Covid has not been kind to the Auckland Arts Festival. Border closures were already wreaking havoc on last year's festival before lockdown put a stop to the events entirely. This month was meant to be the great comeback, but the first week of events was written off by Auckland's latest lockdown.
Level 3 was just the latest setback the festival has faced, but through this adversity has come the opportunity for change. Only a small number of shows made it to the stage under level 2, but two local productions stood out in a line-up that has a renewed focus on New Zealand talent - and closed borders mean the festival can use venues in exciting new ways.

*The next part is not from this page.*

PR #20699, opened 2025-02-27
[Security] use strings for chained user providers

emmanuel-averty:


javiereguiluz:
Emmanuel, thanks for this contribution. Sadly, I merged #20795, which makes the same fix, without realizing that your contribution was created earlier. Yours should have been merged instead. I'm sorry about this (it's only my fault) ... and I hope that you send a new contribution soon so we can merge it. Sorry!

In years past, Heavenly Bodies likely would have ended up in the Spiegeltent that normally dominates Aotea Square during the festival. Instead, an unused Civic Theatre is the centre of this year's festival – and although lockdown meant the original intention of flipping the perspective and putting the audience on stage couldn't happen, Heavenly Bodies was still able to soar – and reached heights previous Arts Festival cabaret fixtures were never able to meet.
The rag-tag assortment of cabaret and circus performers were tied together around the theme of celestial bodies, but the real glue was the MC skills of host Lizzie Tollemache, whose gentle wit guided audiences through the disparate performances.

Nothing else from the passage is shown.